## THE PROBLEM
Every line of the data must be set down exactly as shown.

## EXERCISE INPUTS
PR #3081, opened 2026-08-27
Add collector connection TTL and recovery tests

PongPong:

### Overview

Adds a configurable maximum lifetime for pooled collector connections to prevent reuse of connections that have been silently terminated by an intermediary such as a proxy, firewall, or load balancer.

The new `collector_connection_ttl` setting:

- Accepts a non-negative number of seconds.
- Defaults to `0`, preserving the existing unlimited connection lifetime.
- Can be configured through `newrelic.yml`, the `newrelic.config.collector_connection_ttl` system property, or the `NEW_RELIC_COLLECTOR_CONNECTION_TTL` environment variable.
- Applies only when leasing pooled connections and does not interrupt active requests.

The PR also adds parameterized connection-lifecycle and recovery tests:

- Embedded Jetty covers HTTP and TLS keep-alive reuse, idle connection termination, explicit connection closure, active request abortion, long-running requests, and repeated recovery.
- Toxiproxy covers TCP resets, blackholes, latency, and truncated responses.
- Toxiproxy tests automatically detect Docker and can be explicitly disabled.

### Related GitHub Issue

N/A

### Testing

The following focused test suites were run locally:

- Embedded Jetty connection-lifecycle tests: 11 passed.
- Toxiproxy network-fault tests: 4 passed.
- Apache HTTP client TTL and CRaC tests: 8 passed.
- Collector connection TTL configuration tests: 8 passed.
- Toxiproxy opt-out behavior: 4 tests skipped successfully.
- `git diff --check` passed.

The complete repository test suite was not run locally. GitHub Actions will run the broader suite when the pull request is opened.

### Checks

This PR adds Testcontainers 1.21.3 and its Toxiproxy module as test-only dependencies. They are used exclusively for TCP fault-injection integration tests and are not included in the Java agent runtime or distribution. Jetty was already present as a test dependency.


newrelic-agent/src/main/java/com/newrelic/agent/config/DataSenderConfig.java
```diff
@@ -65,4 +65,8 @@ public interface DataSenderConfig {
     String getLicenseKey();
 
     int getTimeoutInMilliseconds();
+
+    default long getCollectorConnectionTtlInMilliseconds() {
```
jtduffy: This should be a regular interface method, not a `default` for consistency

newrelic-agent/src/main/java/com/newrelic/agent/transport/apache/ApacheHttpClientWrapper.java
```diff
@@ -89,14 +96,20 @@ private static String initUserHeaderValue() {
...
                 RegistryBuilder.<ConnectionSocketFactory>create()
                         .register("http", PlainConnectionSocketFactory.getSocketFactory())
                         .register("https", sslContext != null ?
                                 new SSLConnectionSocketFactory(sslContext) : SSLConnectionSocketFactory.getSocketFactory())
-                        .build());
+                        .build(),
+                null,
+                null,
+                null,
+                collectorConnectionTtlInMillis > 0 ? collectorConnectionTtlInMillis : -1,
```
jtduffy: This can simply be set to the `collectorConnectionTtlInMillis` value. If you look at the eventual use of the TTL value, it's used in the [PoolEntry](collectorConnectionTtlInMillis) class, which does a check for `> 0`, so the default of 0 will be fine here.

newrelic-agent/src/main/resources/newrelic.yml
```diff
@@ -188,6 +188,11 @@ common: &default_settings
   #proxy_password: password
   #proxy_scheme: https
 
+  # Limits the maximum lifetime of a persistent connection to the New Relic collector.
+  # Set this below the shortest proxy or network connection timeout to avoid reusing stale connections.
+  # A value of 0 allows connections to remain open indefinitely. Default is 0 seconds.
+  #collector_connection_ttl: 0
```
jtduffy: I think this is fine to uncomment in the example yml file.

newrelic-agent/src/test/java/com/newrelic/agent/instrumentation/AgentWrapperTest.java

## TASK OUTPUT
PR #3081, opened 2026-08-27
Add collector connection TTL and recovery tests

PongPong:

### Overview

Adds a configurable maximum lifetime for pooled collector connections to prevent reuse of connections that have been silently terminated by an intermediary such as a proxy, firewall, or load balancer.

The new `collector_connection_ttl` setting:

- Accepts a non-negative number of seconds.
- Defaults to `0`, preserving the existing unlimited connection lifetime.
- Can be configured through `newrelic.yml`, the `newrelic.config.collector_connection_ttl` system property, or the `NEW_RELIC_COLLECTOR_CONNECTION_TTL` environment variable.
- Applies only when leasing pooled connections and does not interrupt active requests.

The PR also adds parameterized connection-lifecycle and recovery tests:

- Embedded Jetty covers HTTP and TLS keep-alive reuse, idle connection termination, explicit connection closure, active request abortion, long-running requests, and repeated recovery.
- Toxiproxy covers TCP resets, blackholes, latency, and truncated responses.
- Toxiproxy tests automatically detect Docker and can be explicitly disabled.

### Related GitHub Issue

N/A

### Testing

The following focused test suites were run locally:

- Embedded Jetty connection-lifecycle tests: 11 passed.
- Toxiproxy network-fault tests: 4 passed.
- Apache HTTP client TTL and CRaC tests: 8 passed.
- Collector connection TTL configuration tests: 8 passed.
- Toxiproxy opt-out behavior: 4 tests skipped successfully.
- `git diff --check` passed.

The complete repository test suite was not run locally. GitHub Actions will run the broader suite when the pull request is opened.

### Checks

This PR adds Testcontainers 1.21.3 and its Toxiproxy module as test-only dependencies. They are used exclusively for TCP fault-injection integration tests and are not included in the Java agent runtime or distribution. Jetty was already present as a test dependency.


newrelic-agent/src/main/java/com/newrelic/agent/config/DataSenderConfig.java
```diff
@@ -65,4 +65,8 @@ public interface DataSenderConfig {
     String getLicenseKey();
 
     int getTimeoutInMilliseconds();
+
+    default long getCollectorConnectionTtlInMilliseconds() {
```
jtduffy: This should be a regular interface method, not a `default` for consistency

newrelic-agent/src/main/java/com/newrelic/agent/transport/apache/ApacheHttpClientWrapper.java
```diff
@@ -89,14 +96,20 @@ private static String initUserHeaderValue() {
...
                 RegistryBuilder.<ConnectionSocketFactory>create()
                         .register("http", PlainConnectionSocketFactory.getSocketFactory())
                         .register("https", sslContext != null ?
                                 new SSLConnectionSocketFactory(sslContext) : SSLConnectionSocketFactory.getSocketFactory())
-                        .build());
+                        .build(),
+                null,
+                null,
+                null,
+                collectorConnectionTtlInMillis > 0 ? collectorConnectionTtlInMillis : -1,
```
jtduffy: This can simply be set to the `collectorConnectionTtlInMillis` value. If you look at the eventual use of the TTL value, it's used in the [PoolEntry](collectorConnectionTtlInMillis) class, which does a check for `> 0`, so the default of 0 will be fine here.

newrelic-agent/src/main/resources/newrelic.yml
```diff
@@ -188,6 +188,11 @@ common: &default_settings
   #proxy_password: password
   #proxy_scheme: https
 
+  # Limits the maximum lifetime of a persistent connection to the New Relic collector.
+  # Set this below the shortest proxy or network connection timeout to avoid reusing stale connections.
+  # A value of 0 allows connections to remain open indefinitely. Default is 0 seconds.
+  #collector_connection_ttl: 0
```
jtduffy: I think this is fine to uncomment in the example yml file.

newrelic-agent/src/test/java/com/newrelic/agent/instrumentation/AgentWrapperTest.java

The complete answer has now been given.